Minority rights activists question credibility of Pakistan’s first digital census

    Minority rights activists have expressed serious concerns about the manner of the ongoing census, which is being conducted digitally for the first time in Pakistan’s history.

    In a press conference on Monday, former Punjab minister Ijaz Alam Augustine and Center for Social Justice (CSJ) Executive Director Peter Jacob said that even though the date for the seventh census has been extended for the third time, the enumeration, as well as the provisional data, reflected lack of preparedness and training of staff.

    For his part, Jacob said: “The civil society has serious reservations about the way the census has been conducted.”

    “PBS claimed the process will be completely digital, the staff would be fully trained to use the devices, and no gaps will be left to ensure everyone is counted, but the ground reality is beyond PBS’s claims,” he said.

    He emphasised the importance of the census, its socio-political impact, social justice, and future planning and mapping to achieve Sustainable Development Goals.

    Jacob further stated that during the past year, the CSJ had repeatedly engaged with the Pakistan Bureau of Statistics (PBS) with recommendations to make the process credible, transparent, and inclusive.

    Regarding the “correct count” of religious minorities, CSJ also issued White Paper in June 2022 about the declining demography of the minorities in the previous census at a press conference in Islamabad, impressing upon the need for a credible census.

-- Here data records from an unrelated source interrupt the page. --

PR #4343, opened 2021-08-01
 add Slow Falling Effect in PMMP 4.0

SenseiTarzan:
add Slow Falling and remove fall damage entity if has Slow Falling

### DIFF
--- a/src/entity/effect/VanillaEffects.php
+++ b/src/entity/effect/VanillaEffects.php
@@ -58,6 +58,7 @@ use function assert;
  * @method static Effect WATER_BREATHING()
  * @method static Effect WEAKNESS()
  * @method static WitherEffect WITHER()
+ * @method static SlowFallingEffect Slow_Falling()
  */
 final class VanillaEffects{
 	use RegistryTrait;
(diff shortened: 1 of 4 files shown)


src/entity/effect/VanillaEffects.php
```diff
@@ -58,6 +58,7 @@
  * @method static Effect WATER_BREATHING()
  * @method static Effect WEAKNESS()
  * @method static WitherEffect WITHER()
+ * @method static SlowFallingEffect Slow_Falling()
```
buchwasa, line 61: You shouldn't manually write this, it's autogenerated

SenseiTarzan: How does it

SenseiTarzan: How does it work?

dktapps: https://github.com/pmmp/PocketMine-MP/blob/master/build/generate-registry-annotations.php

SenseiTarzan: it's good I just did with generate-registry-annotations for the annatotion of the sloaw falling in the vanillaEffect and the change of the names after the generation of the method

dktapps:
This also needs to be registered in PotionType enum: https://github.com/pmmp/PocketMine-MP/blob/07d97bbdeb891a019f11272b0a10a23f135180de/src/item/PotionType.php#L198
https://github.com/pmmp/PocketMine-MP/blob/07d97bbdeb891a019f11272b0a10a23f135180de/src/item/PotionType.php#L201

SenseiTarzan:
ok I show that there is no problem

dktapps:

    “Yet, PBS has missed out including all the religious diversity of Pakistan including Baha’i and Kailash which are recognised minorities,” a statement from the CSJ mentioned.

    It stated that PBS had enough time to prepare but neglected rigidly the necessary aspects of preparation

    The statement said that the CSJ had also engaged in awareness campaigns among minority communities and observed and facilitated the enumeration along with volunteers in 24 districts.

    Moreover, it informed PBS about irregularities such as the use of paper in data collection, etc. PBS therefore must extend the date for improving the process and correct entry of data to achieve credible and accurate results.

    “The best course would be to make the collected data available at the union council level and allow people to identify the missed population. A culture of secrecy would further damage the trust and its credibility therefore a third-party evaluation of the data compilation would be necessary.”